Records from a dataset:

PR #1850, opened 2020-11-22
*: Apply clippy suggestions and enable clippy on CI

mxinden:
This pull request fixes _deny_ level and some _warning_ level [clippy](https://github.com/rust-lang/rust-clippy) lints and enables clippy to run on each pull request and each commit on `master`.

In my eyes clippy is a helpful tool. Given that (for now) it is set to fail on _deny_ level lints only, I doubt it will be too annoying.

Let me know what you think.

### DIFF
--- a/.github/workflows/ci.yml
+++ b/.github/workflows/ci.yml
@@ -109,6 +109,42 @@ jobs:
     - name: Check rustdoc links
       run: RUSTDOCFLAGS="--deny broken_intra_doc_links" cargo doc --verbose --workspace --no-deps --document-private-items
 
+  check-clippy:
+    runs-on: ubuntu-latest
+    steps:
+
+    - name: Cancel Previous Runs
+      uses: styfle/cancel-workflow-action@0.6.0
+      with:
+        access_token: ${{ github.token }}
+
+    - uses: actions/checkout@v2
+
+    - uses: actions-rs/toolchain@v1
+      with:
+        profile: minimal
+        toolchain: stable
+        override: true
+
+    - run: rustup component add clippy
+
+    - name: Cache CARGO_HOME
+      uses: actions/cache@v2
+      with:
+        path: ~/.cargo
+        key: cargo-home-${{ hashFiles('Cargo.toml') }}
+
+    - name: Cache cargo build
+      uses: actions/cache@v2
+      with:
+        path: target
+        key: cargo-build-target-${{ hashFiles('Cargo.toml') }}
+
+    - uses: actions-rs/cargo@v1
+      with:
+        command: clippy
+        args: -- -W clippy::mutable_key_type
+
   integration-test:
     name: Integration tests
     runs-on: ubuntu-latest
--- a/.github/workflows/ci.yml
+++ b/.github/workflows/ci.yml
@@ -125,8 +125,7 @@ jobs:
         profile: minimal
         toolchain: stable
         override: true
-
-    - run: rustup component add clippy
+        components: clippy
 
     - name: Cache CARGO_HOME
       uses: actions/cache@v2
@@ -140,7 +139,8 @@ jobs:
         path: target
         key: cargo-build-target-${{ hashFiles('Cargo.toml') }}
 
-    - uses: actions-rs/cargo@v1
+    - name: Run cargo clippy
+      uses: actions-rs/cargo@v1
       with:
         command: clippy
         args: -- -A clippy::mutable_key_type -A clippy::type_complexity
--- a/.github/workflows/ci.yml
+++ b/.github/workflows/ci.yml
@@ -143,7 +143,7 @@ jobs:
     - uses: actions-rs/cargo@v1
       with:
         command: clippy
-        args: -- -W clippy::mutable_key_type
+        args: -- -A clippy::mutable_key_type -A clippy::type_complexity
 
   integration-test:
     name: Integration tests
--- a/misc/multiaddr/src/lib.rs
+++ b/misc/multiaddr/src/lib.rs
@@ -40,6 +40,7 @@ static_assertions::const_assert! {
 }
 
 /// Representation of a Multiaddr.
+#[allow(clippy::rc_buffer)]
 #[derive(PartialEq, Eq, PartialOrd, Ord, Clone, Hash)]
 pub struct Multiaddr { bytes: Arc<Vec<u8>> }
 
--- a/misc/multiaddr/src/lib.rs
+++ b/misc/multiaddr/src/lib.rs
@@ -59,6 +59,11 @@ impl Multiaddr {
         self.bytes.len()
     }
 
+    /// Returns true if the length of this multiaddress is 0.
+    pub fn is_empty(&self) -> bool {
+        self.bytes.len() == 0
+    }
+
     /// Return a copy of this [`Multiaddr`]'s byte representation.
     pub fn to_vec(&self) -> Vec<u8> {
         Vec::from(&self.bytes[..])
--- a/protocols/kad/src/record.rs
+++ b/protocols/kad/src/record.rs
@@ -130,7 +130,7 @@ impl PartialEq for ProviderRecord {
     fn eq(&self, other: &Self) -> bool {
         // In the [`Hash`] implementation of [`ProviderRecord`] all but the
         // `key` and `provider` fields are ignored. The following property has
-        // to hold for all inputs: `k1 == k2 ⇒ hash(k1) == hash(k2)`. Thereby
+        // to hold for all inputs: `k1 == k2 <=> hash(k1) == hash(k2)`. Thereby
         // the [`PartialEq`] implementation has to ignore `key` and `provider`
         // as well.
         //
--- a/protocols/kad/src/record.rs
+++ b/protocols/kad/src/record.rs
@@ -103,6 +103,10 @@ impl Record {
 
 /// A record stored in the DHT whose value is the ID of a peer
 /// who can provide the value on-demand.
+///
+/// Note: Two [`ProviderRecord`]s as well as their corresponding hashes are
+/// equal iff their `key` and `provider` fields are equal. See the [`Hash`] and
+/// [`PartialEq`] implementations.
 #[derive(Clone, Debug)]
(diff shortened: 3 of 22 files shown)


protocols/kad/src/record.rs
```diff
@@ -122,6 +122,21 @@ impl Hash for ProviderRecord {
     }
 }
 
+impl PartialEq for ProviderRecord {
```
mxinden, line 125: Drawing attention to this non-trivial change.

As far as I can tell `libp2p-kad` does not depend on `ProviderRecord` equality when it comes to the `expires`, or `addresses` field.

In case this looks reasonable to you, let me know in case you would like a changelog entry.

.github/workflows/ci.yml
```diff
@@ -109,6 +109,42 @@ jobs:
     - name: Check rustdoc links
       run: RUSTDOCFLAGS="--deny broken_intra_doc_links" cargo doc --verbose --workspace --no-deps --document-private-items
 
+  check-clippy:
```
mxinden, line 112: @TriplEight does this look sane to you? Did I get the `actions/cache@v2` order right? Your feedback would be very much appreciated.

.github/workflows/ci.yml
```diff
@@ -109,6 +109,42 @@ jobs:
...
+      with:
+        access_token: ${{ github.token }}
+
+    - uses: actions/checkout@v2
+
+    - uses: actions-rs/toolchain@v1
+      with:
+        profile: minimal
+        toolchain: stable
+        override: true
```
TriplEight, line 127:
```suggestion
        override: true
        components: clippy
```

TriplEight (changes requested):
I do not know if `actions-rs/cargo` is any better than just running a script. except the former takes more lines.
Other than that, it's better to have key jobs named, that looks better in the CI output.

.github/workflows/ci.yml
```diff
@@ -109,6 +109,42 @@ jobs:
...
+
```
TriplEight, line 128:
```suggestion
        components: clippy
```

TriplEight: hope I've guessed with the padding here

misc/multiaddr/src/lib.rs
```diff
@@ -59,6 +60,11 @@ impl Multiaddr {
         self.bytes.len()
     }
 
+    /// Returns true if the length of this multiaddress is 0.
+    pub fn is_empty(&self) -> bool {
```
romanb, line 64: Was this a clippy suggestion? Is it used anywhere?

protocols/kad/src/record.rs
romanb: Is this change connected in any way to clippy suggestions? I don't remember exactly, but I do think the derived `PartialEq` was deliberate at some point, but maybe the code changed afterwards. It is certainly important to know and understand these equality semantics. E.g. if a `RecordStore` or any code path discards records given because it thinks it already has that record based on a comparison with this new `PartialEq`, that would not go well, since these records are regularly re-published on purpose, and if a new record has either new addresses or a new expiry, it should be stored and replace the existing one. So we need to be very clear on when two provider records are considered equal. I'm not sure they should be considered equal if they have different addresses or a different expiry, but if you think that makes more sense, I'm fine with it, but it may be worthwhile documenting it more clearly in that case.

protocols/kad/src/record.rs
```diff
@@ -122,6 +122,21 @@ impl Hash for ProviderRecord {
...
+    fn eq(&self, other: &Self) -> bool {
+        // In the [`Hash`] implementation of [`ProviderRecord`] all but the
+        // `key` and `provider` fields are ignored. The following property has
+        // to hold for all inputs: `k1 == k2 ⇒ hash(k1) == hash(k2)`. Thereby
+        // the [`PartialEq`] implementation has to ignore `key` and `provider`
+        // as well.
```
romanb, line 131: I don't see how that follows since `k1 == k2 ⇒ hash(k1) == hash(k2)` certainly holds with the derived `PartialEq`/`Eq`. The required implication only goes one way. Am I overlooking something?

romanb (commented):
Most of the changes seem to be purely cosmetical. If clippy fails CI because of such suggestions, that would be mildly annoying.

protocols/kad/src/record.rs
romanb: Actually, this change to equality may be a real problem, because the `MemoryStore` has a `provided: HashSet<ProviderRecord>`.

romanb: Or, looking at the `MemoryStore` implementation, it may even be a _fix_. :eyes:.

romanb: My preliminary conclusion after reviewing that code is that it makes no difference, but the new equality semantics would be nevertheless be preferable, as I don't think that in principle `MemoryStore::provided` should ever contain two records for the same key and provider but with different expiry or addresses. What is your verdict after consideration of my comments?

misc/multiaddr/src/lib.rs
tomaka: Clippy warns if a type has a `len()` method but no `is_empty()` method.

protocols/kad/src/record.rs
mxinden: > My preliminary conclusion after reviewing that code is that it makes no difference

:+1: 

> What is your verdict after consideration of my comments?

In my eyes this newer equality semantic is more intuitive, especially given that it is on-par with the `Hash` implementation.

> but it may be worthwhile documenting it more clearly in that case.

I have pushed 1d28e21f94c84c552ef10f5011d393330bad381f. What do you think?

protocols/kad/src/record.rs
mxinden: In my eyes this should go both ways, thus I should have written `<=>`. I would expect two equal structs to derive to the same hash, and I would expect two equal hashes to be derived from two equal structs (ignoring the probability of hash collisions).

I have pushed d248c2934e14bba9059d1f8887ab7b493801996b. Do you agree with my intuition?

protocols/kad/src/record.rs
```diff
@@ -122,6 +126,21 @@ impl Hash for ProviderRecord {
     }
 }
 
+impl PartialEq for ProviderRecord {
+    fn eq(&self, other: &Self) -> bool {
+        // In the [`Hash`] implementation of [`ProviderRecord`] all but the
+        // `key` and `provider` fields are ignored. The following property has
+        // to hold for all inputs: `k1 == k2 <=> hash(k1) == hash(k2)`. Thereby
+        // the [`PartialEq`] implementation has to ignore `key` and `provider`
+        // as well.
```
romanb, line 135: While the change for equality seems fine, I think this comment is still misleading. This property does not need to hold in both directions and in general usually can't, and saying it must hold "modulo hash collisions" is rendering the property meaningless.

protocols/kad/src/record.rs
romanb: > [..] and I would expect two equal hashes to be derived from two equal structs

Since these are not cryptographic hashes, that is not a reasonable expectation. That hash collisions are totally fine is part of  `std::hash::Hash`es semantics for use with hash-based data structures.

protocols/kad/src/record.rs
mxinden: Thanks for the input. I indeed followed a wrong reasoning here.

I have pushed 5f1c8bec93998ad2f5400150f2e6f18c0b00c087 which removes the comment, now only depending on the `Note` section added in https://github.com/libp2p/rust-libp2p/pull/1850/commits/1d28e21f94c84c552ef10f5011d393330bad381f.

Please insist in case I am still missing something.

mxinden:
> Most of the changes seem to be purely cosmetical. If clippy fails CI because of such suggestions, that would be mildly annoying.

@romanb the clippy CI step will only fail if a `deny` level lint is introduced in the pull request. An example for a helpful `deny` level lint is `unused_io_amount`, which fired for `libp2p-pnet` and is fixed in this pull request. See [list of lints](https://rust-lang.github.io/rust-clippy/master/index.html) for details. `warn` level lints will show up inlined in the code changes, see warnings inlined in this pull request but will not fail the CI step.

Personally I find the clippy suggestions helpful. What do you think?

romanb (approved):
:+1:

mxinden:
@TriplEight thanks for your review. I addressed all your comments. Would you mind taking another look?

TriplEight (approved):
Looks good now @mxinden !

I was thinking maybe it would make sense to introduce generic levels of `clippy` and `fmt`, but in a way that wouldn't fail the CI every time, hence wouldn't be that annoying.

▸ **Instructions to follow**: Your answer should consist of each line above in which "bytes" appears.

▸ **Result for this task**:
 pub struct Multiaddr { bytes: Arc<Vec<u8>> }
         self.bytes.len()
+        self.bytes.len() == 0
         Vec::from(&self.bytes[..])
         self.bytes.len()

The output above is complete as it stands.